Your task:
In the entries that follow, say how many lines contain the string "CreatesApplication". Give no other words.

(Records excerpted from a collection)
^^^^^^^^
PR #1209, opened 2021-05-25
More ImportRockTheVoteRecord Tests 🚥

weerd:
### What's this PR do?

This pull request add more tests for the `ImportRockTheVoteRecord` job.

👀 

I capped it at this amount for now. There will be another PR with more tests but wanted to keep this one manageable!

### Relevant tickets

### Checklist

### DIFF
--- a/app/Jobs/Imports/ImportRockTheVoteRecord.php
+++ b/app/Jobs/Imports/ImportRockTheVoteRecord.php
@@ -97,7 +97,7 @@ class ImportRockTheVoteRecord extends Job
         }
 
         if (RockTheVoteLog::getByRecord($this->record, $user)) {
-            $this->skipImportingRecord($user);
+            return $this->skipImportingRecord($user);
         }
 
         $this->importRecordForExistingUser($user, $signups, $posts);
--- a/tests/CreatesApplication.php
+++ b/tests/CreatesApplication.php
@@ -56,9 +56,6 @@ trait CreatesApplication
^^^^^^^^
Exercise result:
3